I have data like this
[
{"uuid":"fdkhflds","key": "A", "id": "1"},
{"uuid":"ieuieiue","key": "A", "id": "2"},
{"uuid":"qwtriqrr","key": "A", "id": "3"},
{"uuid":"dhgfsddd","key": "A", "id": "1"},
{"uuid":"sdjhfdjh","key": "E", "id": "4"}
]
I want to add flag in those column where key is same but id is different.
Expected output:
[
{"uuid":"fdkhflds","key": "A", "id": "1","de_dupe_required": 0},
{"uuid":"ieuieiue","key": "A", "id": "2","de_dupe_required": 1},
{"uuid":"qwtriqrr","key": "A", "id": "3","de_dupe_required": 1},
{"uuid":"dhgfsddd","key": "A", "id": "1","de_dupe_required": 0},
{"uuid":"sdjhfdjh","key": "E", "id": "4","de_dupe_required": 0}
]
Explanation:
- Since first and fourth record have same key and id, So no flag is needed
- Since fifth record has no same key or id, So no flag for this as well
- Since second and third have the same key, but id is different so flag should be 1
CodePudding user response:
You could achieve this with pyspark.sql.Window
by generating a rank()
for the keys ordered by the id. Then marking as de_dupe_required
wherever the rank()
is not 1
.
from pyspark.sql import functions as F, Window
window_spec = Window.partitionBy("key").orderBy("id")
df = (df.withColumn("dupe_rank", F.rank().over(window_spec))
.withColumn("de_dupe_required", F.when(F.col("dupe_rank")==1, F.lit(0))
.otherwise(F.lit(1)))
.drop("dupe_rank")
)
df.show()
Output is:
-------- --- --- ----------------
| uuid|key| id|de_dupe_required|
-------- --- --- ----------------
|fdkhflds| A| 1| 0|
|dhgfsddd| A| 1| 0|
|ieuieiue| A| 2| 1|
|qwtriqrr| A| 3| 1|
|sdjhfdjh| E| 4| 0|
-------- --- --- ----------------
Note this will still work if there are some combinations like having two (A,3) (as noted by @thebluephantom) since we order by id
hence the rank will be greater than 1
for these rows.
Output for two (A,3):
-------- --- --- ----------------
| uuid|key| id|de_dupe_required|
-------- --- --- ----------------
|fdkhflds| A| 1| 0|
|dhgfsddd| A| 1| 0|
|ieuieiue| A| 2| 1|
|qwtriqrr| A| 3| 1|
|qwtriqrr| A| 3| 1|
|sdjhfdjh| E| 4| 0|
-------- --- --- ----------------
CodePudding user response:
The question is vague. This is my solution whereby we consider 2 A,3's being possible, thus not as per 1st answer.
%python
from pyspark.sql.functions import col, lit
df = spark.createDataFrame(
[
("A", 1, "xyz"),
("A", 2, "xyz"),
("A", 3, "xyz"),
("A", 3, "xyz"),
("A", 1, "xyz"),
("E", 4, "xyz"),
("A", 9, "xyz")
],
["c1", "c2", "c3"]
)
df2 = df.groupBy("c1", "c2").count().filter(col('count') == 1)

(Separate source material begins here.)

PR #2637, opened 2024-09-06
fix: improve MockPusub fidelity on AllowedPersistenceRegions

yuwenma:
The PubSub is a dependency to many resources. This `AllowedPersistenceRegions` is trivial but has bothered me every time using Pubsub as a dependency. It is just easier to fix it now than later as we grow the mockgcp coverage.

df3 = df2.groupBy("c1").count().filter(col('count') == 1)
df4 = df2.join(df3, df3.c1 == df2.c1, "leftanti").select("c1", "c2", lit(1)).toDF("c1", "c2", "ddr")

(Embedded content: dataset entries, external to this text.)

PR #2647, opened 2024-09-06
fix: Skip checking for diffs in resource reference fields

jasonvigil:
There is no way to check for diffs in these fields, because export can only return the external reference, not the in-cluster object name/namespace.

### DIFF
--- a/pkg/controller/dynamic/dynamic_controller_integration_test.go
+++ b/pkg/controller/dynamic/dynamic_controller_integration_test.go
@@ -799,7 +799,11 @@ func getChangedFields(initialObject, updatedObject map[string]interface{}, field
 		for k, v := range updated {
 			if !reflect.DeepEqual(initial[k], v) {
 				if _, ok := v.(map[string]interface{}); ok {
-					changedFields[k] = getChangedFields(initial, updated, k)
+					// Skip checking for changes in resource reference fields, because there
+					// is no way to export the name and namespace fields (only external).
+					if !strings.HasSuffix(k, "Ref") {
+						changedFields[k] = getChangedFields(initial, updated, k)
+					}
 				} else {
 					changedFields[k] = updated[k]
 				}


pkg/controller/dynamic/dynamic_controller_integration_test.go
```diff
@@ -799,7 +799,11 @@ func getChangedFields(initialObject, updatedObject map[string]interface{}, field
 		for k, v := range updated {
 			if !reflect.DeepEqual(initial[k], v) {
 				if _, ok := v.(map[string]interface{}); ok {
-					changedFields[k] = getChangedFields(initial, updated, k)
+					// Skip checking for changes in resource reference fields, because there
```
justinsb, line 802: What if we normalize to "external form" ?

jasonvigil: In this case, that won't really help. The test checks what is applied (to k8s api) vs the exported resource in gcp. If we normalize internally to use the "external" form, the test will still fail, because it cannot find the "changed" field (`*Ref.name`) in the exported resources (that only have `*Ref.external`).

justinsb: Oh I see, this is our tests!

justinsb:
/approve
/lgtm


@jasonvigil is this test functionality covered by unified_test.go?  If not, mind explaining what it is doing?

jasonvigil:
@justinsb the test checks for differences between the "create.yaml" and "update.yaml" spec fields. Then, after update, it performs an `Export()` from GCP and verifies that the exported GCP resource contains the updated values.

I think unified_test.go "sort of" covers this functionality, but in a manual way. We can inspect the `_http.log` from unified_test.go to verify that the returned object is correct. However, there is no explicit test for the `Export()` functionality in unified_test.go (as far as I know).

jingyih:
> because export can only return the external reference, not the in-cluster object name/namespace.

Hi @jasonvigil, for my own education purpose, do you know if this behavior is SciFi-implementation specific?

jasonvigil:
@jingyih I think it's a problem with both direct and TF/DCL. The `Export()` function has no knowledge of the k8s cluster that KCC is running in, so it cannot "reconstruct" the K8s resources. This issue is probably only appearing now because we previously did not have any test cases for modifying resource reference fields.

dfA = df.select("c1","c2")
dfB = df4.select("c1","c2")
df5 = dfA.exceptAll(dfB)
res = df4.withColumn("ddr", lit(1)).unionAll(df5.withColumn("ddr", lit(0)))
res.show()
returns:
--- --- ---
| c1| c2|ddr|
--- --- ---
| A| 2| 1|
| A| 9| 1|
| A| 1| 0|
| A| 1| 0|
| A| 3| 0|
| A| 3| 0|
| E| 4| 0|
--- --- ---
It's about the algorithm, you can do the rest. It needs to be a step-wise approach.